Диана говорила едва слышно, будто во сне, она вся растворилась в своих ощущениях: щека Денби, прижавшаяся к ее щеке, его правая рука, которая лежала у нее на спине, мягко, легко и уверенно направляя ее в танце.
Диана сама не знала, как и почему она оказалась здесь, в танцевальном зале с Денби. Он позвонил. У нее возникло вдруг чувство фатальной неотвратимости их встречи, ее охватило властное, острое и отчетливое желание, чтобы уверенное, как у музыканта, прикосновение пальцев Денби к ее спине повторилось снова. Все было очень необычно. Столько лет прошло в ожидании детей, и лишь недавно она решила, что ждать больше нечего. Чем-то ведь были заполнены эти годы – так чем же? Они были заполнены Майлзом: одиночеством Майлза, неуверенностью Майлза в себе, его нервным истощением, его неспособностью хоть как-то примениться к жизни. Она очень скоро рассталась с честолюбивыми помыслами относительно его карьеры. Но ей хотелось как можно дольше не утратить своего стремления опекать его, согревать ему жизнь. Между тем она немножко кокетничала с друзьями. Она сознавалась себе, что моногамия не в ее натуре, и в то же время хранила верность мужу. Диана замечала, что порой она мечтает о ком-то неведомом, но не о Майлзе. И в то же время она была всецело поглощена им, постоянно, самозабвенно, страстно. Пуповина ее ранней влюбленности в него не обрывалась никогда. Она по-прежнему считала себя счастливой. Хотя со временем, размышляя вечерами на кухне, она обнаружила, что видит их жизнь уже несколько в другом свете, ощущала необходимость перемен и чувствовала, что начинает скучать.

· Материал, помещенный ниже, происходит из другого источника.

PR #3553, opened 2026-09-20
fix(similar_issue): list all lancedb tables instead of the deprecated 10-name call

### LINKED ISSUE #3542: similar-issue (lancedb): deprecated table_names() pages at ten

utsab345:
Fixes #3542

## Problem

lancedb 0.38 deprecates `table_names()`. Its replacement `list_tables()` supports proper pagination, while `table_names()` caps results at ten per page.

In two live code paths in `pr_agent/tools/pr_similar_issue.py`, membership was checked via the deprecated call:

1. In `__init__` (lancedb backend), a repo whose issue table sorts after ten other tables was treated as missing, forcing a full rebuild with `mode="overwrite"` that can delete the rows of unrelated repos.
2. In `_update_table_with_issues`, the same capped check made the tool log "Table doesn't exists!" and silently skip the ingest instead of appending rows.

A third, dead debug-only call site was updated to match.

## Fix

Replace `self.db.table_names()` with `self.db.list_tables().tables` at all three call sites. `list_tables()` returns a `ListTablesResponse` whose `.tables` attribute contains every table name, with no ten-row default cap. Verified against the lancedb 0.38 API reference: `table_names()` is deprecated in favor of `list_tables()` and the response exposes the names in `.tables`.

## Tests

- Updated `FakeDB` in `tests/unittest/test_similar_issue_lancedb_ingest.py` to expose `list_tables().tables` instead of the deprecated method.
- Added a regression test where the issue table is the 11th of 13 tables (beyond a single 10-name page) which asserts rows are still appended, not dropped.
- All 6 tests in the file pass, plus the 31-test similar_issue suite.

```
PYTHONPATH=. uv run pytest tests/unittest/test_similar_issue_lancedb_ingest.py -q
```

Ruff and pre-commit hooks are clean on the touched files.


IsmaelMartinez (approved):
Thanks for turning #3542 round the same morning, and for answering CodeQL and Qodo in the second push by lifting the check into `_table_exists_in_db` and dropping the dead block.

Approving. Against lancedb 0.38.0 the branch finds the index table behind 12 and behind 1200 other tables, where main rebuilds it with overwrite and drops the other repositories' rows. Your #3549 landed first and both appended to the same test file, so I merged main into the branch myself keeping both blocks; your commits are intact. Suite is 9111, three up on main.

PR #3557, opened 2026-09-20
fix(similar_issue): keep the best hit per issue so the comment lists stay aligned

### LINKED ISSUE #3537: similar-issue: comment hits misalign the published list (all backends)

utsab345:
Fixes #3537

## Problem

In `run()`, each backend branch appended to `relevant_issues_number_list` only for a new issue number, but to `relevant_comment_number_list` and `score_list` for every hit. When an issue was hit through its body and again through one of its comments, the three lists drifted apart and the render loop paired each issue with the next issue's comment and the previous hit's score. When that issue had no comments, `list(issue.get_comments())[index]` raised `IndexError` and nothing was published. Reproduced on all three drivers with hits `issue_7.issue`, `issue_7.comment_0`, `issue_8.issue`.

## Fix

Follow the issue's fix shape: skip a hit the moment its issue number is already listed, before any of the three appends, so the first (best-scored) hit per issue is kept and the three lists stay aligned. Results arrive sorted by score, so the first hit per issue is the highest scoring one.

Implemented via a small `_record_similar_hit` helper used by all three backends:

- `if issue_number in relevant_issues_number_list: return`
- then append the issue number, its comment index (or `-1` when the hit is the issue body), and the formatted score together.

This also removes the previous half-conditional append pattern that caused the drift.

## Tests

New `tests/unittest/test_similar_issue_hit_register.py` covers:

- The reported repro: body hit + comment hit for issue 7, then issue 8 -> lists stay aligned, issue 8 keeps its own score and `-1` comment (no mispairing, no `IndexError`).
- A comment hit preceding a body hit keeps the first (comment) record.
- Interleaved hits across issues keep all three lists index-aligned.

All 29 similar_issue unit tests pass on this branch; ruff and pre-commit hooks are clean on the two touched files.


IsmaelMartinez (approved):
Thanks for turning #3537 round within the hour and putting the register behind one helper.

Approving. The fix holds: driven through run() on all three backends, issue 8 now links to its own hit and score, and the no-comments case publishes instead of raising. Suite is main plus your three.

PR #3558, opened 2026-09-20
fix(similar_issue): stop lancedb duplicating the sentinel row

### LINKED ISSUE #3540: similar-issue (lancedb): a sentinel row is appended on every update
`_update_table_with_issues` builds and appends an `example_issue_<repo>` record on every call (`pr_agent/tools/pr_similar_issue.py:553-559`, added at 626), and `table.add` never dedupes, so each incremental run adds one more sentinel row: two, three, four over three runs against lancedb 0.38.0, and one row per run with nothing else when the newest issue is over the token cap. The table grows without bound, every embedding batch carries one extra text, and in a small repository the duplicate sentinels take result slots (a sentinel ranked seventh of eight hits in the probe). Fix shape: append the sentinel only when the table has no row with that id, and return early when the corpus is otherwise empty (an empty DataFrame has no `text` column). Verified: rows stayed constant across three re-runs and a two-repository sequence ended with exactly two sentinels.

utsab345:
## Description

`_update_table_with_issues` appended a synthetic `example_issue_<repo>` row on every call and LanceDB's `table.add` never de-duplicates, so each incremental run grew the table by one sentinel row (two, three, four rows over three runs against lancedb 0.38.0). When the newest issue exceeded the token cap the corpus held only the sentinel, producing an extra row per run with nothing else.

## Changes

- Append the sentinel only when the table will not already have one after the write:
  - **from-scratch creation** (`ingest=False`) always carries it;
  - **incremental ingest** looks up `id='example_issue_<repo>'` via `table.search().limit(1).where(...)` first;
  - **forced refresh** re-adds it, because the refresh deletes every row for the repo, sentinel included.
- Return early when the corpus is otherwise empty, so an issue over the token cap no longer writes a lone sentinel row (and avoids building a DataFrame with no text column).
- Only the LanceDB path changes; Pinecone and Qdrant use idempotent upserts that already de-duplicate.

## Tests

- `test_sentinel_added_once_across_incremental_runs` – two incremental runs add `[2, 1]` rows and end with exactly one sentinel.
- `test_early_return_without_embeddable_issues` – an empty corpus skips table creation.
- `test_force_refresh_keeps_a_single_sentinel` – a forced refresh still ends with one sentinel.
- Existing 5 LanceDB ingest tests extended with an in-memory row store + search; all 8 pass (`PYTHONPATH=. uv run pytest tests/unittest/test_similar_issue_lancedb_ingest.py -q`), plus the full `-k similar` suite (38 passed). Ruff and pre-commit clean on both files.

Closes #3540


IsmaelMartinez (approved):
Thanks for turning #3540 round the same morning, rebasing onto #3553 and acting on both bot findings before this review.

Approving. Against lancedb 0.38.0 the sentinel stays at one across incremental, over-cap, forced-refresh and second-repository runs, an empty corpus keeps its lone row on from-scratch and forced paths, and the full suite is green.

Qodo's last thread (duplicate issue rows) is outside this fix: the incremental caller filters indexed issues by id, and the forced and from-scratch paths clear the repository first, so only the sentinel needed a check.

PR #3559, opened 2026-09-20
fix(qdrant): batch similar issue uploads

### LINKED ISSUE #3545: similar-issue (qdrant): batch the upsert, it fails past 32 MiB

sajjadlabx:
Fixes #3545

## Problem

`_update_qdrant_with_issues` was sending all points in a single Qdrant `upsert` request. With larger repositories, this can go over Qdrant's default 32 MiB request limit and make the indexing fail.

## Fix

Changed the Qdrant upload to use `upload_points` with a batch size of 100 and `wait=True`.

This is also consistent with how the Pinecone backend already handles batching.

## Tests

Added a regression test to make sure the Qdrant upload uses `batch_size=100` and `wait=True`.

`uv run pytest -q tests/unittest/test_similar_issue_qdrant_collection.py` — 4 passed.


IsmaelMartinez (commented):
Thanks for turning #3545 round the same morning. The fix holds: on a real qdrant 1.15.1 the 1497-point corpus lands in 15 batches where main's single request is refused, and a failed batch still raises.

Qodo's batch_size point: pinecone hard-codes the same 100, so no setting needed.

One ask: keep the test diff to the new test and the call-site strings. The rewrap of the two existing tests conflicts with #3517's line-length sweep, so restoring main's lines (below) keeps both mergeable.

tests/unittest/test_similar_issue_qdrant_collection.py
```diff
@@ -16,23 +109,32 @@ def test_suffix_is_scoped_to_qdrant_only():
...
         assert call_site in source
 
     assert 'index_name = self.index_name = "codium-ai-pr-agent-issues"' in source
     assert "self.pc.Index(name=self.index_name)" in source
-    assert "self.db.create_table(self.index_name, data=df, mode=\"overwrite\")" in source
-    assert "self.qdrant_collection_name" not in source.split("elif get_settings().pr_similar_issue.vectordb == \"qdrant\":")[0]
+    assert 'self.db.create_table(self.index_name, data=df, mode="overwrite")' in source
+    assert "self.qdrant_collection_name" not in source.split(
+        'elif get_settings().pr_similar_issue.vectordb == "qdrant":'
+    )[0]
```
IsmaelMartinez: Restores main's lines, which #3517 is about to split for E501; this keeps that PR mergeable after yours.
```suggestion
    assert "self.db.create_table(self.index_name, data=df, mode=\"overwrite\")" in source
    assert "self.qdrant_collection_name" not in source.split("elif get_settings().pr_similar_issue.vectordb == \"qdrant\":")[0]
```

tests/unittest/test_similar_issue_qdrant_collection.py
```diff
@@ -16,23 +109,32 @@ def test_suffix_is_scoped_to_qdrant_only():
...
+    doc = (
+        Path(psi.__file__).resolve().parents[2]
+        / "docs"
+        / "docs"
+        / "tools"
+        / "similar_issues.md"
+    )
     content = doc.read_text(encoding="utf-8")
-
     assert "codium-ai-pr-agent-issues-v2" in content
```
IsmaelMartinez, line 138: Restores main's shape. pre-commit's end-of-file-fixer is the red check on this PR, so after applying please make sure the file still ends with a newline.
```suggestion
    doc = Path(psi.__file__).resolve().parents[2] / "docs" / "docs" / "tools" / "similar_issues.md"
    content = doc.read_text(encoding="utf-8")

    assert "codium-ai-pr-agent-issues-v2" in content
```

IsmaelMartinez (approved):
Thanks for the quick turnaround on #3545 and for applying the test suggestion. Approving: this still merges cleanly onto today's main and the fix holds there.

Re-verified on e3bf5c85: the four tests pass merged, and restoring main's pr_similar_issue.py under them gives 2 failed, 2 passed. wait=True matters here, since upload_points defaults to wait=False while upsert does not.

Withdrawing my remaining comment on the docs-path rewrap. #3517 has landed and never touched that line, so there is nothing left to keep mergeable.

#3580 overlaps here and will need to rebase, keeping upload_points for the bulk issue points.

PR #3560, opened 2026-09-20
fix: namespace pinecone similar issue

### LINKED ISSUE #3543: similar-issue (pinecone): vector ids collide across repositories
The pinecone branch upserts ids of the form `issue_<n>.issue` and `issue_<n>.comment_<k>` into `namespace=""` (`pr_agent/tools/pr_similar_issue.py:494-540`), with the repository only in the metadata. Two repositories sharing one index therefore overwrite each other's rows: indexing the second replaces the first's `issue_1.issue`, the repo-seeded sentinel still reports the first as indexed, and after a force update the two repositories re-index each other on alternate runs. Verified against the real `pinecone==10.0.0` client with only the wire stubbed. The qdrant branch avoids this by deriving point ids from `f"{repo}:{row_id}"` (#2323); the lancedb branch keys its filters on `metadata.repo`. Fix shape: pass `namespace=repo_name_for_index` on the upsert, both `fetch` calls (lines 135 and 157) and the query at line 355, so each repository gets its own namespace without touching ids.

utsab345:
## Summary
- scope Pinecone similar-issue fetch, upsert, and query calls to the repository namespace
- add regression coverage for Pinecone namespace usage

Closes #3543

## Tests
- PYTHONPATH=. uv run pytest tests/unittest/test_similar_issue_pinecone.py tests/unittest/test_similar_issue_embeddings.py -q --color=no
- uv run ruff check --fix pr_agent/tools/pr_similar_issue.py tests/unittest/test_similar_issue_pinecone.py tests/unittest/test_similar_issue_embeddings.py
- uv run pre-commit run --files pr_agent/tools/pr_similar_issue.py tests/unittest/test_similar_issue_pinecone.py tests/unittest/test_similar_issue_embeddings.py


IsmaelMartinez (approved):
Thanks for turning #3543 round within the hour and for taking Qodo's separator point with the hashed namespace.

Approving. Both fetches, the query and the upsert now carry the repository namespace, two repositories sharing one index keep their rows on the real client, and the new tests go red against main.

One fact for your #3561: it conflicts with this on the upsert lines, so whichever lands second needs a rebase.

PR #3561, opened 2026-09-20
fix: check pinecone upsert response

### LINKED ISSUE #3544: similar-issue (pinecone): the batched upsert response is discarded
`self.pinecone_index.upsert(vectors=..., batch_size=100, max_concurrency=10)` at `pr_agent/tools/pr_similar_issue.py:540` returns a response the code never reads. With `pinecone==10.0.0` a failing batch does not raise: the response carries `has_errors=True` and `failed_item_count=100`, the tool logs `Done`, sleeps five seconds and moves on. Verified on the real `Index.upsert` with only the HTTP layer stubbed to fail one batch. The incremental scan never repairs the hole, because it stops at the first already-indexed issue, so a hundred issues stay invisible to `/similar_issue` until someone sets `force_update_dataset`. The same response carries the LSN that could replace the fixed `time.sleep(5)` at line 544 with a real readiness check. Fix shape: read the response, raise (or retry the failed batches) when `has_errors` is set, and log the count.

Она жила своей неистощимой любовью к Майлзу. Еще она жила какой-то другой, воображаемой жизнью, хотя воображение ее не было столь уж неистощимо. Годами она занималась благоустройством дома и все эти годы сама себе позировала. Позировала в гостиной в шелковом вечернем платье, позировала в нейлоновом пеньюаре в спальне. Составляя букет, она изображала леди, составляющую букет. Она часами красилась, сидя дома одна. Майлз терпеть не мог общества, и они почти не знали развлечений. Она была как проститутка, которая проводит время в ожидании мужчины среди безделушек, сопутствующих ремеслу, только мужчина, которого ждала Диана, был ее муж.
Долгие годы она фанатично верила, что для нее было огромным счастьем встретить Майлза. Она и не чаяла заполучить такого незаурядного, аристократического мужа. Ее бы устроила и гораздо более скромная партия. Отец Дианы умер, но она по-прежнему навещала мать в родительском доме; она была ласкова со старушкой, хотя с удовлетворением отмечала, какая пропасть между жизнью матери и ее собственной. Майлз, не помышляя о том, перетащил ее через эту пропасть. И она принялась создавать красивый, элегантный дом, где они сживались годами, как два зверька, уже неотделимые друг от друга.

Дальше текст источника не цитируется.